The Desert or the Flood
Pictures of New Orleans have burned through all our retinas by now. Which is worse --the toxic waters or the toxic politicians that swam to the surface of the roiling waters Katrina left in her wake? Some strange species emerged from the muck.
Meanwhile, here in our little neck of the woods everything is dry and brown. The last significant rain was August 26th. September 2005 was the second driest on record. Now, in October,the weather is lovely: typical October days in the 70's, sunny, warm and dry. Oh so dry. It is dispirting to crunch across the brown chaff that used to be our lawn, to see the dogwoods shrivel as though they'd been burned. They are grey and limp, waiting for moisture.
I've long let the annuals go, hoping to save some of the larger perennial specimens without running the well too long. But even some of theose will have to be planted again when normal weather returns. The dwarf astibles will likely not come back next year, nor will the bleeding heart I put near the holly. Also, the wild geranium -- cranesbill -- is no doubt going to die off. Their roots are so shallow anyway, they don't do well in prolonged dry spells.

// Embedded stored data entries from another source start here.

PR #10661, opened 2023-04-18
apmsoak: update configs with new flags

kyungeunni:
Update apmsoak configs to use recently introduced flags


lahsivjar (approved):
LGTM. Will also need to update tf docs and format files by running `make tf-docs`

PR #10668, opened 2023-04-19
Fix systemd.tpl file to use all arguments

lahsivjar:
PR https://github.com/elastic/apm-server/pull/10661 updated the apmsoak to use rewrite flags, however, there was a typo due to which systemd was ignoring the new arguments.


marclop (approved):

kruskall (approved):

kyungeunni:
Yikes, thanks for fixing this @lahsivjar

PR #10680, opened 2023-04-21
Make machine type configurable for soaktest workers

lahsivjar:
Soak test cluster has been upgraded to use the latest version of `apmsoak`. Due to the changes in `apmsoak` to rewrite ids, timestamps, etc the resource requirement for the worker has increased. This PR allows the machine type to be used as a variable while configuring the soak test workers.


kruskall (approved):
LGTM!

PR #10694, opened 2023-04-24
apmsoak: Allow rewriting global labels

carsonip:
## Motivation/summary

Add an option to apmsoak such that global labels can be replaced with a constant JSON string specified in the `-rewrite-global-labels` argument. It will be directly placed into `metadata.labels`. This will allow us to simulate events with a large number of labels. 

However, this is not designed to simulate different labels between batches as there complexity around randomizing global labels, e.g. number of labels, length of key, length of value, string vs numeric values. It functions a little different from the existing `rewrite*` options as they are flags and have randomization while this accepts a constant string argument.

Example usage:
```
apmsoak -rewrite-global-labels '{"foo":"bar","num":1.1,"bar":"baz"}'
```

## Checklist

### DIFF
--- a/systemtest/loadgen/eventhandler/handler.go
+++ b/systemtest/loadgen/eventhandler/handler.go
@@ -155,6 +155,9 @@ type Config struct {
 	// RewriteTransactionTypes controls the rewriting of `transaction.type`
 	// in events.
 	RewriteTransactionTypes bool
+
+	// ReplaceGlobalLabels replaces metadata.labels with the specified string.
+	ReplaceGlobalLabels string
 }
 
 // New creates a new Handler with config.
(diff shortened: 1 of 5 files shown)


systemtest/loadgen/eventhandler/handler.go
```diff
@@ -155,6 +155,9 @@ type Config struct {
 	// RewriteTransactionTypes controls the rewriting of `transaction.type`
 	// in events.
 	RewriteTransactionTypes bool
+
+	// ReplaceGlobalLabels replaces metadata.labels with the specified string.
+	ReplaceGlobalLabels string
```
lahsivjar, line 160: Can we use `RewriteGlobalLabels`? I know that it will be slightly different than other flags in the way that it will rewrite with the provided input but it still performs a similar functionality.

carsonip: Renamed

axw:
@carsonip when will we use this flag? Would it exercise some overflow that isn't otherwise exercised by another flag?

carsonip:
> when will we use this flag?

For stress testing.

> Would it exercise some overflow that isn't otherwise exercised by another flag?

It would not. It sets the global labels for all the metadata emitted to the same provided labels. This is to measure the overhead of processing labels (especially when there is a long list of labels).

axw:
> Would it exercise some overflow that isn't otherwise exercised by another flag?
>
> It would not. It sets the global labels for all the metadata emitted to the same provided labels. This is to measure the overhead of processing labels (especially when there is a long list of labels).

OK. Seems like it would be better tested with a microbenchmark, with varying label sizes/amounts. Is there something to be gained by doing it as a macrobenchmark? The reason we have the other flags is more to trigger grouping overflow.

carsonip:
> OK. Seems like it would be better tested with a microbenchmark, with varying label sizes/amounts. 

Agreed.

> Is there something to be gained by doing it as a macrobenchmark? The reason we have the other flags is more to trigger grouping overflow.

Nothing at this point other than facilitating e2e stress testing. This is also why I was a little hesitant with this change at first.

carsonip:
Closing this PR as this may not be useful outside the specific e2e stress testing context.

PR #10697, opened 2023-04-25
Add support for mobile UI filtering

bryce-b:
## Motivation/summary
The mobile ui wants to filter data based on host.os.version & service.version. Http spans are a key part of the mobile ui, and when filters are added for either of these attributes all http related charts will be empty.

## Checklist

## Related issues

https://github.com/elastic/apm-agent-ios/issues/145

### DIFF
--- a/changelogs/head.asciidoc
+++ b/changelogs/head.asciidoc
@@ -17,4 +17,4 @@ https://github.com/elastic/apm-server/compare/8.8\...main[View commits]
 
 [float]
 ==== Added
-- Span events now carry `host` and `service.version` attributes.
+- Span events now carry `host` and `service.version` attributes. {pull}10697[10697]
--- a/changelogs/head.asciidoc
+++ b/changelogs/head.asciidoc
@@ -18,3 +18,4 @@ https://github.com/elastic/apm-server/compare/8.7\...main[View commits]
 
 [float]
 ==== Added
+- Span events now carry `host` and `service.version` attributes.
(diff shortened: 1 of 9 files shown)


axw (commented):
@felixbarny do you think this is worth benchmarking, or would the design win anyway?

I wonder if we should drop that `remove` processor altogether. This has been around since forever, when we used to store a transaction document even for non-sampled transactions, and when we didn't have a default ILM delete phase . I feel like we have better options for storage management these days.

felixbarny:
If we already had synthetic _source, it would probably be a no-brainer to drop the `remove` processor altogether. Instinctively, I don't expect this to have a huge impact even now but I'd prefer to do some testing for that. If that testing would be very difficult to do (which I hope it isn't, that would kinda be another issue in itself) I suppose we could skip it if we preserve just `host` and `service.name`.

axw (approved):

changelogs/head.asciidoc
```diff
@@ -17,3 +17,4 @@ https://github.com/elastic/apm-server/compare/8.8\...main[View commits]
 
 [float]
 ==== Added
+- Span events now carry `host` and `service.version` attributes.
```
kruskall, line 20:
```suggestion
- Span events now carry `host` and `service.version` attributes. {pull}10697[10697]
```

kruskall (changes requested):

axw:
Verified with BC2. Send testdata/intake-v2/spans.ndjson to the hosted APM Server, confirmed that `host.*` and `service.version` fields are present in span documents.

PR #10708, opened 2023-04-27
Bump up version for 8.7.2

lahsivjar:
To be merged after tag for 8.7.1 is cut

### DIFF
--- a/apmpackage/apm/changelog.yml
+++ b/apmpackage/apm/changelog.yml
@@ -1,5 +1,10 @@
 - version: "generated"
   changes:
+    - description: Placeholder
+      type: enhancement
+      link: https://github.com/elastic/apm-server/pull/123
+- version: "8.7.1"
+  changes:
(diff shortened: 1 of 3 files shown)


simitt (approved):

carsonip (commented):
What about updating changelog in `apmpackage/apm/changelog.yml`? I assume do should do it here instead of #10707 right?

lahsivjar:
> What about updating changelog in apmpackage/apm/changelog.yml? 

I was expecting our automation to create this PR (similar to https://github.com/elastic/apm-server/pull/9529/files) but it seems like that automation is broken and doesn't even seem to be triggering anymore.

I have updated the PR to add changelog for apmpackage. Thanks for noticing this.

simitt:
@lahsivjar I believe automation might only kick in after the `8.7.1` release? But would be good to follow up with the prod.eng team.

PR #10717, opened 2023-04-28
Fix incorrect labels definition for systemtest

lahsivjar:
`labels` should be inside `metadata` rather than at the same level as `metadata`:

```
{
    "metadata": {
        "service": {...},
        "labels": {...},
        ...
    }
}
```


carsonip (approved):

kruskall (approved):

lahsivjar:
[**For reviewers**]: We were earlier using the backend endpoint for the rum events, I have updated it to use rum endpoint and updated the ES query to search for global labels for the `traces` making the test fail with timeout without this fix.

axw (approved):

PR #10637, opened 2023-04-11
test: add smoke testing for EA managed apm-server

kruskall:
## Motivation/summary

Add smoke test for elastic-agent managed APM server.

This is similar to the current test for standalone apm-server binary but we are using elastic agent and passing an elastic agent config.
Terraform `templatefile` is used and the apm-server logs are retrieved before the deployment is destroyed.

Make sure core features, config and data ingestion is working.

## Checklist

~- [ ] Update [CHANGELOG.asciidoc](https://github.com/elastic/apm-server/blob/main/CHANGELOG.asciidoc)~
~- [ ] Update [package changelog.yml](https://github.com/elastic/apm-server/blob/main/apmpackage/apm/changelog.yml) (only if changes to `apmpackage` have been made)~
~- [ ] Documentation has been updated~

For functional changes, consider:
- Is it observable through the addition of either **logging** or **metrics**?
- Is its use being published in **telemetry** to enable product improvement?
- Have system tests been added to avoid regression?

## How to test these changes

`EC_API_KEY=<api-key> TEST_DIR=testing/smoke/managed/ make smoketest/run`

## Related issues

Related to https://github.com/elastic/apm-server/issues/10467

PR #10719, opened 2023-04-28
Terraform fmt

dmathieu:
## Motivation/summary

Following this comment: https://github.com/elastic/apm-server/pull/10637#discussion_r1180021907, this adds a GH Action check which runs `terraform fmt` on every terraform file, if any changed. And expects the diff to be clean (if any file is changed by the command, it means they have formatting issues).

## Checklist

This is a CI change, there are no functional changes.

## How to test these changes

The CI run should pass.

## Related issues

N/A

### DIFF
--- a/.github/workflows/terraform-fmt.yml
+++ b/.github/workflows/terraform-fmt.yml
@@ -14,4 +14,4 @@ jobs:
     steps:
       - uses: actions/checkout@v3
       - uses: hashicorp/setup-terraform@v2
-      - run: find . -name '*.tf' -exec terraform fmt {} \;; git diff --exit-code
+      - run: terraform fmt -recursive -check -diff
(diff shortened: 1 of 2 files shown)


.github/workflows/terraform-fmt.yml
```diff
@@ -0,0 +1,17 @@
...
+    paths:
+      - '**.tf'
+
+jobs:
+  terraform-fmt:
+    runs-on: ubuntu-latest
+    steps:
+      - uses: actions/checkout@v3
+      - uses: hashicorp/setup-terraform@v2
+      - run: find . -name '*.tf' -exec terraform fmt {} \;; git diff --exit-code
```
kruskall, line 17: **suggstion**: I think we can avoid git diff by using `terraform fmt -check -diff`. We can probably avoid `find` too by using the `-recursive` flag

kruskall (changes requested):

.github/workflows/terraform-fmt.yml
dmathieu: Ah, good find.

kruskall (approved):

We are seeing more wildlife in the yard, too. It must be that the woods are dry and not producing their usual seeds and fruits. There have been several turkey flocks, and the deer have come out during the day to eat the ivy. You know things are bad when the deer will do that. Ask any extension agent, they'll tell you deer don't eat ivy. Unfortunately, ours seem to find it quite palatable.
I'd planned on putting tulip bulbs in this Fall, but when the dry weather settles in here, the red clay soil begins to resemble the bricks it is used to make. You'd need a pick to dig those holes.
One bright spot, though: the tree man came today to begin the long procrastinated job of pruning the oaks and removing the trees and limbs that might come down in a storm. In less than half an hour he had that sixty foot wild cherry topped and dropped. Amazing. He left it in two long sections for a cabinet maker we know to come and get them for his wood working shop.
Pruning the oaks takes longer. One is mostly done and the result has opened up parts of the east side of the house to much more sun. Perhaps the red currant tree can grow straighter now that it's out from under the shadow of that huge oak branch. And we can rest easier knowing that the other large branch is no longer hanging over the roof, waiting for a good storm to take it down.
In one of my first summers here we had a storm so severe I wondered if the house would hold. The rain came down so fast and furiously it filled up all the window wells and ran into the house, down the walls and across the floors. Ball lightning flashed in the kitchen outlets and the cat and I tried to figure out the safest place to be until the darkness blew over.
When the Baron came home from his landscape painting we talked wonderingly about the intensity of that storm. The Baron said the tree must've made a tremendous noise when it fell. Tree? What tree? Why, the oak out back...I looked. That huge oak, one of three that must be at least sixty years old or more, had simply fallen over. And in the sturm and drang of that noisy storm, its fall had been muffled.
Never mind the tree falling in the forest. The tree falling in the storm has no one to hear it fall, either.